At the end of the day, the Core i7-7700K takes the performance crown for practically every benchmark (there are a few in which the i7-5775C still wins, due to 128MB of eDRAM), and has a tray price of $305. This means it will probably reach shelves around $330-$350, and we haven’t heard about a new stock cooler so it will probably come without one.
The Core i5-7600K still keeps the mantra of how a Core i5 performs almost the same as the Core i7 except in lightly threaded scenarios (ray tracing), but for day to day work it certainly keeps neck and neck. The downside here is that the Core i5-7600K, due to the lack of an IPC increase, is essentially the Core i5-6600K save for a few MHz. You could consider that ours overclocked well, and the temperatures for the overclock were immensely better than the i7-7700K, but for running at stock there’s nothing out of the ordinary here.
The elephant in the room however is the Core i3-7350K. At a tray price of $159, it is only $11 away from the Core i5-7400 which runs at $170 but has two more full cores, albeit at a lower frequency (3.0/3.5 GHz vs 4.2 GHz all the time). If you want to see our analysis, and what we think, I’ll leave it to the review to tell you. We also look at the question as to whether something like the Core i3-7350K will ever reach the same performance as the perennial favorite, the i7-2600K.

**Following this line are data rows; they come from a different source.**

PR #11966, opened 2022-07-20
Code Quality: remove `incrementalSearchDebounceMedia` experiment

### LINKED ISSUE #11942: Code Quality: remove `incrementalSearchDebounceMedia` experiment
## Task Description

This has been lingering around for too long. Let's remove the code for this experiment.

timarney:
## Context

 Removes `incrementalSearchDebounceMedia` experiment.

## Summary

Removes incremental and delay props from search

## Testing Instructions

1.

## Checklist

---

Fixes #11942


packages/story-editor/src/flags.js
```diff
@@ -20,9 +20,6 @@
  *
  * @enum {string}
  */
-const Flags = {
```
swissspidy, line 23: I think we can remove this whole file now

packages/story-editor/src/components/library/common/searchInput.js
```diff
@@ -71,24 +66,24 @@ function WrappedSearchInput({
 
   const submitValue = useCallback(
     (value) => {
-      if (incremental && delayMs) {
+      if (delayMs) {
         changeSearchTermDebounced();
```
swissspidy: Just removing the `incremental` check  completely changes the meaning of this.

We also need to remove `delayMs` and `changeSearchTermDebounced` completely, because they are only relevant for incremental search.

Basically, we can just remove `submitValue` and call `onSearch` directly

packages/story-editor/src/components/library/common/searchInput.js
```diff
@@ -58,50 +49,32 @@ function WrappedSearchInput({
...
-      if (incremental && delayMs) {
-        changeSearchTermDebounced();
-      } else {
-        onSearch(value);
-      }
-    },
-    [changeSearchTermDebounced, onSearch, delayMs, incremental]
-  );
-
   const onChange = useCallback(
```
timarney, line 56: @swissspidy 

Should we remove the onChange as well and let onClear or "" + Enter --- clear the search ?

If yes I should be able to remove the `localValue` as well.

timarney: We'll keep the current functionality --- onClear or 'backspace' clear  will reset the search.

timarney:
Using the prod build --- looks like it related to something with Story data deletion.

Without adding a story:

Screen Shot 2022-07-22 at 9 02 25 AM


After adding a story:
Screen Shot 2022-07-22 at 8 59 26 AM

swissspidy:
@timarney wrong PR?

swissspidy (approved):

packages/story-editor/src/components/library/common/searchInput.js
```diff
@@ -58,50 +49,32 @@ function WrappedSearchInput({
   placeholder,
   onSearch,
   disabled = false,
-  incremental = false,
-  delayMs = 500,
 }) {
   // Local state so that we can debounce triggering searches.
   const [localValue, setLocalValue] = useState(initialValue);
```
miina, line 54: Is saving the `localValue` still necessary? Couldn't we just take the current value of the input for `onSubmit` instead of keeping it in the state with `onChange`?

timarney: I think we would end up in a state where the search input field doesn't update as the value is passed via the inputValue prop.  Could make changes to https://github.com/GoogleForCreators/web-stories-wp/blob/main/packages/design-system/src/components/search/input/index.js#L80 but feels like that's outside of the scope of this PR.

miina (approved):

Is Intel Breaking New Ground?
For the most part, Kaby Lake doesn’t do much new. Optane Memory support is a plus, but the rest of the product stack is all about moving the power and efficiency curve. What used to get you 3.0 GHz last year now gets you 3.3 GHz, which means saving time doing work or saving money burning less power. There’s also Speed Shift v2, which is a really nice feature, but is limited to Windows 10 users. Arguably looking at the controller side (ALC1220, E2500, Aquantia) is vaguely more interesting. But this is what we kind of expected from an ‘Optimization’ step in the ‘Process, Architecture, Optimization’ way of doing things: we weren’t expecting to be amazed with the product, but nodding and approving of better efficiency. The fact that there’s a new performance champion gives us something to cheer about after the Skylake/Devil’s Canyon discussion is a plus for enthusiasts with a short upgrade cycle.